The Finest Herbal Help For Peptic Ulcers
For many years the routine medical approach in treating peptic ulcers has been to reduce gastric acidity with antacids or strong drugs which block stomach acid secretion. Two of the world’s best-selling medications for this are Zantac and Tagamet. They are now available in OTC (over-the-counter) versions at somewhat weaker strengths. In prescription form, however, they are much stronger but also more expensive: Zantac at $48.00 for 30 tablets, and Tagamet at $29.00 for 30 tablets. A relatively new third anti-ulcer medication that made its debut in late 1995 is called Prilosec. It is extremely potent and terribly expensive at $104.00 for 30 tablets or a month’s supply.

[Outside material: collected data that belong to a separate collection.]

PR #1425, opened 2024-04-21
Raise min phpcs `php_version` to 8.2

staabm:
refs https://github.com/Roave/BetterReflection/pull/1423#issuecomment-2068114870

### DIFF
--- a/src/Reflection/Adapter/ReflectionIntersectionType.php
+++ b/src/Reflection/Adapter/ReflectionIntersectionType.php
@@ -35,7 +35,7 @@ class ReflectionIntersectionType extends CoreReflectionIntersectionType
         return $this->betterReflectionType->__toString();
     }
 
-    public function allowsNull(): bool
+    public function allowsNull(): false
     {
         return $this->betterReflectionType->allowsNull();
     }
--- a/src/Reflection/Adapter/ReflectionIntersectionType.php
+++ b/src/Reflection/Adapter/ReflectionIntersectionType.php
@@ -35,7 +35,6 @@ class ReflectionIntersectionType extends CoreReflectionIntersectionType
         return $this->betterReflectionType->__toString();
     }
 
-    /** @return false */
     public function allowsNull(): bool
     {
         return $this->betterReflectionType->allowsNull();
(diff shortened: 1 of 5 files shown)


src/Reflection/Adapter/ReflectionIntersectionType.php
```diff
@@ -35,7 +35,6 @@ public function __toString(): string
         return $this->betterReflectionType->__toString();
     }
 
-    /** @return false */
```
Ocramius, line 38: This stricter type is intentional 🤔

src/Reflection/ReflectionIntersectionType.php
```diff
@@ -53,7 +53,6 @@ public function getTypes(): array
         return $this->types;
     }
 
-    /** @return false */
```
Ocramius, line 56: This stricter type is intentional 🤔

src/Reflection/Adapter/ReflectionIntersectionType.php
staabm: it is removed by phpcs,.. I guess we can't change the native type because BC?

Ocramius: We can 👍

staabm: done

Ocramius (commented):
Groan:

```
There was 1 error:

1) Roave\BetterReflectionTest\Reflection\Adapter\ReflectionIntersectionTypeTest::testAdapterMethods with data set #1 ('allowsNull', null, true, [])
PHPUnit\Framework\MockObject\IncompatibleReturnValueException: Method allowsNull may not return value of type bool, its declared return type is "false"

/home/runner/work/BetterReflection/BetterReflection/test/unit/Reflection/Adapter/ReflectionIntersectionTypeTest.php:61

ERRORS!
Tests: 13152, Assertions: 73866, Errors: 1, Skipped: 1.
```

I think our test is too strict here.

Wdyt, @kukulich?

staabm:
hmm I think the test is buggy.. I wonder why it worked before

Ocramius:
I think it expects exactly the same types, although we intentionally do stricter types here

Ocramius (approved):
Thanks @staabm!

PR #1426, opened 2024-04-21
Finalize classes

staabm:
I wonder whether we want to disallow subclassing..?


Ocramius:
Not always, but we should evaluate it.

PR #1428, opened 2024-05-31
Improve `getNamespacedName()` return type

staabm:
triggered by https://github.com/phpstan/phpstan-src/pull/3013/files#r1564724535

refs https://github.com/phpstan/phpstan-src/pull/3013

### DIFF
--- a/composer.json
+++ b/composer.json
@@ -49,6 +49,10 @@
     "conflict": {
        "thecodingmachine/safe": "<1.1.3"
     },
+    "scripts": {
+        "psalm": "tools/vendor/bin/psalm",
+        "psalm-baseline": "tools/vendor/bin/psalm --set-baseline=psalm-baseline.xml"
+    },
     "suggest": {
         "composer/composer": "Required to use the ComposerSourceLocator"
     },
--- a/composer.json
+++ b/composer.json
@@ -50,6 +50,8 @@
        "thecodingmachine/safe": "<1.1.3"
     },
     "scripts": {
+        "cs": "tools/vendor/bin/phpcs",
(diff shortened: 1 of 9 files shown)


composer.json
```diff
@@ -49,6 +49,10 @@
     "conflict": {
        "thecodingmachine/safe": "<1.1.3"
     },
+    "scripts": {
```
staabm, line 52: I am not used to the psalm commands.. have to google them all the time.. added them here to ease contributing for non-psalm experienced people like me

Ocramius: Not very happy to have `composer` as a wrapper to run scripts, but it's a non-blocker for this patch

src/SourceLocator/Ast/Strategy/NodeToReflection.php
```diff
@@ -28,6 +29,10 @@ public function __invoke(
     ): ReflectionClass|ReflectionConstant|ReflectionFunction {
         $namespaceName = $namespace?->name?->name;
 
+        if ($namespaceName === '') {
+            throw new LogicException('Namespace name should never be empty');
+        }
```
Ocramius, line 34: Is this something we can test at all? Or is it an upstream type refinement required?

staabm: the upstream type is already refined, but the change itself is not yet released

https://github.com/nikic/PHP-Parser/pull/993

Ocramius: Let's then roll with this as-is: a lock file update will expose the type contradiction later on 👍

Ocramius:
Thanks @staabm!

PR #1435, opened 2024-06-18
Removed need for manually checking for parsing errors on `composer.(json|lock)` and `installed.json`

Ocramius:
This marginally reduces code size, and reduces `mixed` types a bit, but would benefit
tons from removing direct usage of `json_decode()`, which is an unsafe construct, when
the results of its calls go un-checked.

Ideally, we'd use `azjezz/psl`, but that library comes with added dependencies that we can't afford
here, for now.

### DIFF
--- a/src/SourceLocator/Type/Composer/Factory/MakeLocatorForComposerJson.php
+++ b/src/SourceLocator/Type/Composer/Factory/MakeLocatorForComposerJson.php
@@ -21,12 +21,13 @@ use function array_merge;
 use function array_values;
 use function assert;
 use function file_get_contents;
-use function is_array;
 use function is_dir;
 use function is_file;
 use function is_string;
 use function json_decode;
 use function realpath;
+
+use const JSON_THROW_ON_ERROR;
 
 /**
  * @psalm-type ComposerAutoload array{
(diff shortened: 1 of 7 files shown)


src/SourceLocator/Type/Composer/Factory/MakeLocatorForComposerJson.php
```diff
@@ -65,12 +65,8 @@ public function __invoke(string $installationPath, Locator $astLocator): SourceL
...
         assert(is_string($composerJsonContent));
 
-        /** @psalm-var array{autoload: ComposerAutoload}|null $composer */
-        $composer = json_decode($composerJsonContent, true);
-
-        if (! is_array($composer)) {
-            throw FailedToParseJson::inFile($composerJsonPath);
-        }
+        /** @psalm-var array{autoload: ComposerAutoload} $composer */
+        $composer = json_decode($composerJsonContent, true, flags: JSON_THROW_ON_ERROR);
```
Ocramius, line 69: Mostly interested if `psalm --stats` says that this will improve our types or not: I believe `mixed` is still considered here.

Ocramius:
```
97.980% src/SourceLocator/Type/Composer/Factory/MakeLocatorForComposerJson.php (2 mixed)
98.942% src/SourceLocator/Type/Composer/Factory/MakeLocatorForComposerJsonAndInstalledJson.php (2 mixed)
98.742% src/SourceLocator/Type/Composer/Factory/MakeLocatorForInstalledJson.php (2 mixed)
```

No real improvement here :-\

kukulich (approved):
👍

PR #592, opened 2021-02-05
GFORMS-1069 - A property to allow multiline text fields without a cha…

SandipKhedekar:
…racter count


josef-vlach:
I'll look at this once there is PR for frontend part.

josef-vlach (approved):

While they do work for the purpose they’re chiefly intended, namely to halt stomach acid production and thereby give relief to ulcers, all three have some nasty side effects if taken for very long. The number involved reads like a bad laundry list of health dilemmas: nausea, vomiting, constipation, diarrhea, some vitamin and mineral deficiencies, liver damage, hair loss, male breast enlargement, dizziness, allergies, headaches, osteoporosis, depression, insomnia, and impotence.
This is why it is much better to use something natural — an agent that is simple but safe and effective, and inexpensive. The compound referred to is DGL or Deglycyrrhizinated Licorice. The glycyrrhizinic acid component of the root has been removed since it can aggravate hypertension, irritate the kidneys, and induce gout if accumulated in the body for very long. DGL is the preferred form of licorice throughout Europe, much of Asia, and India. But, oddly enough, it is hardly used by herb companies in North America.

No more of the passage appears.